Why would that be? All my life I have "played by the rules"...I live a solidly middle class lifestyle in a nice house that I am paying for and pay off my credit card debt in full. Meanwhile, mortgage brokers are creatively lending money to everybody and their dog...credit card companies send me at least 3 offers per week in the mail (how many Capital One offers do YOU get?) the execs of these companies make handsome paychecks and bonuses. Then when it all falls apart - there is a move to "bail out" two groups - the scum that made the loans and the people who bit off more than they could chew financially. There isn't any relief to any of us who opted for a higher fixed rate 30 year mortgage over a teaser 5 year ARM which lured them into buying way more than they could afford. So...my tax dollars (China's loan proceeds) are used to keep the banking execs from having to "downsize" in any way and plans to provide those who "overbought" on an ARM a way to keep their house and have their rate fixed at a rate that is still LOWER than the one I have on my home.
 
Why would that be? All my life I have "played by the rules"...I live a solidly middle class lifestyle in a nice house that I am paying for and pay off my credit card debt in full. Meanwhile, mortgage brokers are creatively lending money to everybody and their dog...credit card companies send me at least 3 offers per week in the mail (how many Capital One offers do YOU get?) the execs of these companies make handsome paychecks and bonuses. Then when it all falls apart - there is a move to "bail out" two groups - the scum that made the loans and the people who bit off more than they could chew financially. There isn't any relief to any of us who opted for a higher fixed rate 30 year mortgage over a teaser 5 year ARM which lured them into buying way more than they could afford. So...my tax dollars (China's loan proceeds) are used to keep the banking execs from having to "downsize" in any way and plans to provide those who "overbought" on an ARM a way to keep their house and have their rate fixed at a rate that is still LOWER than the one I have on my home.

Hence the stupidity of the proposed bailout. It's a massive extension of the welfare state and is completely inexcusable.

Call your Congressional Representative and tell him to vote NO!
 
For instance , I’ve already said see ya to Visa after maxing out my card , and I’ve done the same on all my cards .. Seeing as it’s unsecured debt , what’s the worst they can do to me ? Lower my credit score? Ah Hashanah the credit market is frozen , credit scores no longer count for squat … and we can expect to see every homeowner in foreclosure to do exactly as I’ve done . (if they have brains )

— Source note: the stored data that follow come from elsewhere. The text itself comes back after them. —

PR #2508, opened 2026-07-02
[BugFix][CUDA] Round-to-nearest-even for scalar int -> bfloat16 cast

### LINKED ISSUE #2483: [BUG][Fuzzer][wrong-code] `T.Cast` of an integer to `bfloat16` silently truncates toward zero instead of round-to-nearest-even — int→`float16` and `float32`→bf16 round correctly
### Required prerequisites

0.1.11

### System information

- Python 3.13, linux.
- Reproduced on **L40S (sm_89), H100 (sm_90), and B200 (sm_100)** — the defect is in `CastNode` codegen, host/arch-independent.

### Problem description

`T.Cast` of an integer to `bfloat16` lowers to a plain C-style `(bfloat16_t)(int)` cast, which **rounds toward zero** (truncates the bits beyond bf16's 8-bit significand) instead of round-to-nearest-even. Any integer whose magnitude needs more than 8 significant bits converts to the wrong bf16 value — always the representable step **closer to zero** (`259 → 258`, `33000 → 32768`, `−259 → −258`). It compiles and runs with no error: a silent, deterministic 1-ULP-toward-zero bias. The sibling int→`float16` cast and the `float32`→bf16 cast both round to nearest correctly, so this is an inconsistency specific to the int→bf16 rounding mode.

<details>
<summary>Root cause — int scalar cast falls through to a plain C-cast; the bf16 RNE path is below it</summary>

In [`CodeGenTileLangCUDA::VisitExpr_(const CastNode*)`](https://github.com/tile-ai/tilelang/blob/cd37ed5fc35ae7a60a1277c8eb49028174ac51e6/src/cuda/codegen/codegen_cuda.cc#L1492) the first branch is:

```cpp
// Emit simple C-style type conversion for scalar casts without custom rounding.
if (from_ty.is_scalar() && cast_round.empty())
  return CodeGenC::VisitExpr_(op, os);                 // codegen_cuda.cc:1523
```

An `int` source is scalar and carries no `round` annotation, so int→bf16 takes this fallthrough and emits `(bfloat16_t)(int)` — `bfloat16_t` is `cutlass::bfloat16_t`, whose `int` constructor converts via truncation. The dedicated `float32`→bf16 round-to-nearest path (`__float22bfloat162_rn`, [`codegen_cuda.cc#L1593`](https://github.com/tile-ai/tilelang/blob/cd37ed5fc35ae7a60a1277c8eb49028174ac51e6/src/cuda/codegen/codegen_cuda.cc#L1593)) sits *after* this fallthrough, so an integer source never reaches it. Emitted CUDA for the repro: `Ob[0] = ((bfloat16_t)Al[0]);`.
</details>

### Reproducible example code

Note: use a real `.py` file (eager JIT calls `inspect.getsource`; `python -c` trips an unrelated `OSError`). `tilelang.disable_cache()`.

```python
tilelang.disable_cache()
N = 32
@T.prim_func
def main(A: T.Tensor((N,), "int32"), O: T.Tensor((N,), "bfloat16"), Oh: T.Tensor((N,), "float16")):
    with T.Kernel(1, threads=N) as _:
        Al = T.alloc_fragment((N,), "int32")
        Ob = T.alloc_fragment((N,), "bfloat16"); Ol = T.alloc_fragment((N,), "float16")
        T.copy(A, Al)
        for i in T.Parallel(N):
            Ob[i] = T.Cast("bfloat16", Al[i])     # suspect: int -> bf16
            Ol[i] = T.Cast("float16",  Al[i])     # control: int -> fp16 (rounds correctly)
        T.copy(Ob, O); T.copy(Ol, Oh)

A = torch.zeros(N, dtype=torch.int32, device="cuda"); A[0], A[1], A[2] = 259, 33000, -259
mod = tilelang.compile(main, target="cuda")
O  = torch.zeros(N, dtype=torch.bfloat16, device="cuda")
Oh = torch.zeros(N, dtype=torch.float16,  device="cuda")
mod(A, O, Oh); torch.cuda.synchronize()
print(O[:3].float().tolist())                     # int->bf16 TileLang: [258.0, 32768.0, -258.0]
print(A[:3].to(torch.bfloat16).float().tolist())  # int->bf16 torch RNE: [260.0, 33024.0, -260.0]
print(Oh[:3].float().tolist())                    # int->fp16 control:  [259.0, 32992.0, -259.0]  (correct)
```

Every wrong bf16 value is the step **closer to zero** — the signature of round-toward-zero. The int→fp16 control in the same kernel rounds correctly (for fp16-inexact values it matches torch RNE), isolating the defect to the int→bf16 rounding mode rather than int→float casting in general.

### Traceback

```pytb
No traceback — the kernel compiles and runs to completion; the int→bf16 result is silently off by up to one bf16 ULP toward zero, deterministically.
```

### Expected behavior

`T.Cast(int → bfloat16)` should round to nearest even, matching IEEE default rounding and what the int→`float16` path and the `float32`→bf16 path already do. This is grounded in the project's own behavior: in the identical kernel the int→fp16 cast rounds to nearest, and `float32`→bf16 uses `__float22bfloat162_rn`; only the int→bf16 cast truncates — an inconsistency between the float casts, not a design choice.

### Additional context

**Suggested fix (proposed, not built).** Route an integer→bf16 cast through round-to-nearest (e.g. int→float→bf16 via the existing RNE path, as the int→float16 cast effectively does) rather than the plain `(bfloat16_t)(int)` truncating constructor reached by the scalar-cast fallthrough at [`codegen_cuda.cc#L1523`](https://github.com/tile-ai/tilelang/blob/cd37ed5fc35ae7a60a1277c8eb49028174ac51e6/src/cuda/codegen/codegen_cuda.cc#L1523).

**Scope (verified).** The defect is **source-dtype-driven (integer source → bf16), not site-driven**: the same `(bfloat16_t)(int)` lowering is reached from elementwise `T.Cast`, a cast inside `T.copy`, and reduce/scan output-store casts — all truncate identically, so it is one bug. `float32`→bf16 is correct (RNE) at every site, so a `T.gemm` bf16 epilogue (fp32 accumulate → bf16 store) takes the RNE path and is **not** affected; the bug bites integer-source casts (quantization, integer index/scale → bf16).

Reproduced on L40S (sm_89), H100 (sm_90), and B200 (sm_100), TileLang 0.1.11, deterministic; the int→fp16 control rounds correctly on each. I did not build the fix.

**Provenance.** The `round`-annotation-gated scalar-cast fallthrough in its current form ([`codegen_cuda.cc#L1523`](https://github.com/tile-ai/tilelang/blob/cd37ed5fc35ae7a60a1277c8eb49028174ac51e6/src/cuda/codegen/codegen_cuda.cc#L1523)) was shaped by [#2260](https://github.com/tile-ai/tilelang/pull/2260) ("Add stochastic rounding cast for f32→fp8/fp4", 2026-05-28), which added the `cast_round`/`sat`/`rbits` machinery. But the underlying behavior — a plain scalar `int→bf16` cast falling through to `CodeGenC`'s `(bfloat16_t)(int)` truncating conversion — predates that annotation work; #2260 added the rounding hooks for f32→fp8/fp4 and did not introduce (or fix) the integer-source truncation. So the defect is introduced **no later than #2260**; an exact origin is in the earlier CastNode lowering and is unverified — not pinned to a single PR.

RuneFang:
Fixes #2483

## Summary

Scalar `Ob[i] = T.Cast("bfloat16", Al[i])` currently rounds toward zero instead of round-to-nearest-even. one bf16 ULP lead different result  

| Input (int32) | Expected (bf16, RNE) | Before | After |
|---|---|---|---|
| `259`   | `260`    | `258`    | `260` |
| `33000` | `33024`  | `32768`  | `33024` |
| `-259`  | `-260`   | `-258`   | `-260` |

## Root cause

The scalar `int/uint -> bfloat16` cast falls through to the generic scalar branch `CodeGenTileLangCUDA::VisitExpr_(CastNode)` and lowers to a plain C-style cast:

```cpp
((bfloat16_t)int_value)   // == cutlass::bfloat16_t(int)
```

`cutlass::bfloat16_t`'s integer constructor takes the `from_32_bit_integer` path (`bits >> 16`), which **truncates toward zero** — it doesn't apply RNE. Any integer whose magnitude needs more than 8 significand bits gets biased by up to one ULP toward zero.

## Fix

In `CodeGenTileLangCUDA::VisitExpr_(CastNode)`, add an early branch that routes scalar `int/uint -> bf16` through an explicit `(float)` step so we hit `bfloat16_t(float)`:

```cpp
  if (from_ty.is_scalar() &&
      (target_ty.is_bfloat16() || target_ty.is_float16()) &&
      (from_ty.is_int() || from_ty.is_uint()) && cast_round.empty()) {
    os << "((";
    this->PrintType(target_ty, os);
    os << ")(float)(" << PrintExpr(op->value) << "))";
    return;
  }
```

## Test
```
 python -m pytest testing/python/issue/test_tilelang_issue_2483.py -v
```
before
image
after
image

### Summary
- Fixed CUDA codegen for scalar integer/unsigned-integer casts to `bfloat16`/`float16`: when the cast has an empty `round` hint, it now forces an explicit `(float)` conversion in the emitted C++ so the conversion uses round-to-nearest-even instead of truncating toward zero.
- Added regression coverage in `testing/python/issue/test_tilelang_issue_2483.py` for:
  - `int32 -> bfloat16` (matches Torch RNE)
  - `int64 -> bfloat16` (matches Torch RNE)
  - `int64 -> float16` (compiles and matches Torch)
  - `float32 -> bfloat16` (guard to ensure existing rounding remains correct)
- Updated `testing/python/jit/test_tilelang_jit_diagnostics.py` to adjust how `TILELANG_JIT_DIAGNOSTICS` is enabled and to disable cache for the affected test (workaround for unrelated JIT diagnostics/timeout/cache-miss flakiness).

Test (suggested)
- `pytest testing/python/issue/test_tilelang_issue_2483.py`

### C++ style / lint notes
- Does not touch rules documented in `docs/developer_guide/cpp_style.md`.
- No additional correctness/build/test changes introduced purely for style; any `C++ API Style Audit (warning only)` findings would be advisory (this PR is focused on cast-codegen correctness, not public API/FFI/maintainability).

### DIFF
--- a/src/cuda/codegen/codegen_cuda.cc
+++ b/src/cuda/codegen/codegen_cuda.cc
@@ -1536,6 +1536,15 @@ void CodeGenTileLangCUDA::VisitExpr_(const CastNode *op, std::ostream &os) {
   bool cast_sat = get_bool_anno("sat", true);
   Optional<PrimExpr> cast_rbits = get_expr_anno("rbits");
 
+  if (from_ty.is_scalar() &&
+      (target_ty.is_bfloat16() || target_ty.is_float16()) &&
+      (from_ty.is_int() || from_ty.is_uint()) && cast_round.empty()) {
+    os << "((";
+    this->PrintType(target_ty, os);
+    os << ")(float)(" << PrintExpr(op->value) << "))";
+    return;
+  }
+
   // Emit simple C-style type conversion for scalar casts without custom
   // rounding.
   if (from_ty.is_scalar() && cast_round.empty())
--- a/testing/python/issue/test_tilelang_issue_2483.py
+++ b/testing/python/issue/test_tilelang_issue_2483.py
@@ -1,0 +1,124 @@
+import torch
+import tilelang
+import tilelang.testing
+import tilelang.language as T
+
+tilelang.disable_cache()
+
+# The three headline values from issue #2483. Each is one bf16 ULP away
+# from a bf16-representable neighbour, so RNE and truncate-toward-zero
+# produce different results:
+#   RNE  :  259 -> 260, 33000 -> 33024, -259 -> -260
+#   trunc:  259 -> 258, 33000 -> 32768, -259 -> -258
+ISSUE_2483_VALUES = [259, 33000, -259]
+ISSUE_2483_BF16_RNE = [260.0, 33024.0, -260.0]
+
+
+def test_int32_to_bf16_rounds_to_nearest_even():
+    """Faithful port of the issue #2483 reproducer."""
+    N = len(ISSUE_2483_VALUES)
+
+    @T.prim_func
+    def main(
+        A: T.Tensor((N,), "int32"),
+        O: T.Tensor((N,), "bfloat16"),
+        Oh: T.Tensor((N,), "float16"),
+    ):
+        with T.Kernel(1, threads=N) as _:
+            Al = T.alloc_fragment((N,), "int32")
+            Ob = T.alloc_fragment((N,), "bfloat16")
+            Ol = T.alloc_fragment((N,), "float16")
+            T.copy(A, Al)
+            for i in T.Parallel(N):
+                Ob[i] = T.Cast("bfloat16", Al[i])  # int -> bf16
+                Ol[i] = T.Cast("float16", Al[i])  # int -> fp16
+            T.copy(Ob, O)
+            T.copy(Ol, Oh)
+
+    kernel = tilelang.compile(main)
+
+    a = torch.tensor(ISSUE_2483_VALUES, dtype=torch.int32, device="cuda")
+    o_bf16 = torch.zeros(N, dtype=torch.bfloat16, device="cuda")
+    o_fp16 = torch.zeros(N, dtype=torch.float16, device="cuda")
+    kernel(a, o_bf16, o_fp16)
+    torch.cuda.synchronize()
+
+    got = o_bf16.float().tolist()
+
+    assert got == ISSUE_2483_BF16_RNE, f"int->bf16 must round-to-nearest-even; got {got}, expected {ISSUE_2483_BF16_RNE}"
+
+    # Cross-check against torch's native int->bf16 (which is RNE).
+    ref = a.to(torch.bfloat16)
+    tilelang.testing.torch_assert_close(o_bf16, ref, rtol=0, atol=0)
+
+    ref_fp16 = a.to(torch.float16)
+    tilelang.testing.torch_assert_close(o_fp16, ref_fp16, rtol=0, atol=0)
+
+
+def test_int64_to_bf16_rounds_to_nearest_even():
+    N = len(ISSUE_2483_VALUES)
+
+    @T.prim_func
+    def main(A: T.Tensor((N,), "int64"), O: T.Tensor((N,), "bfloat16")):
+        with T.Kernel(1, threads=N) as _:
+            Al = T.alloc_fragment((N,), "int64")
+            Ob = T.alloc_fragment((N,), "bfloat16")
+            T.copy(A, Al)
+            for i in T.Parallel(N):
+                Ob[i] = T.Cast("bfloat16", Al[i])
+            T.copy(Ob, O)
+
+    kernel = tilelang.compile(main, out_idx=[1])
+
+    a = torch.tensor(ISSUE_2483_VALUES, dtype=torch.int64, device="cuda")
+    o = kernel(a)
+    ref = a.to(torch.bfloat16)
+    tilelang.testing.torch_assert_close(o, ref, rtol=0, atol=0)
+
+
+def test_int64_to_fp16_compiles_and_matches_torch():
+    N = len(ISSUE_2483_VALUES)
+
+    @T.prim_func
+    def main(A: T.Tensor((N,), "int64"), O: T.Tensor((N,), "float16")):
+        with T.Kernel(1, threads=N) as _:
+            Al = T.alloc_fragment((N,), "int64")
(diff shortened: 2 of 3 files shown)


RuneFang:
The two failures in testing/python/jit/test_tilelang_jit_diagnostics.py::test_jit_compile_reports_timeout_for_hanging_nvcc and test_kernel_cache_miss_compile_logs_context on CI are unrelated to this PR. I've pushed an additional commit as a quick hotfix to disable the cache in the affected test.
image

LeiWang1999:
surprised this is considered an issue. If so, why is this the default behavior in cutlass? most libraries that depend on cute may follow this behavior, so I think we should preserve it.

RuneFang:
> surprised this is considered an issue. If so, why is this the default behavior in cutlass? most libraries that depend on cute may follow this behavior, so I think we should preserve it.



 you are right ,default int->bf16 behavior in cutlass is RNZ，I think the CUTLASS behavior here might just be historical. But for an int → float(bf16) cast like T.Cast("bfloat16", A[i]), RNE (round-to-nearest, ties-to-even) is the default rounding mode recommended by IEEE 754 ，sorry I just found fragmentary mentions in this link  https://www.intel.com/content/www/us/en/docs/dpcpp-cpp-compiler/developer-guide-reference/2025-0/intel-ieee-754-2008-binary-float-conform-lib-use.html   
image
 https://standards.ieee.org/ieee/754/6210/

This issue may be too complicated to discuss. I think I could close this PR.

You are one aspect of whats wrong in the credit industry today.You are one reason Congress overhauled the bankruptcy laws.When the merde hits the ventilateur credit will be tight to those with good ratings.....someone like you will do the soup line ala carte.

Past generations haven't seen the likes of what our grandparents did.I think it will be a very rude awakening to those who have grown up eating out of a silver spoon.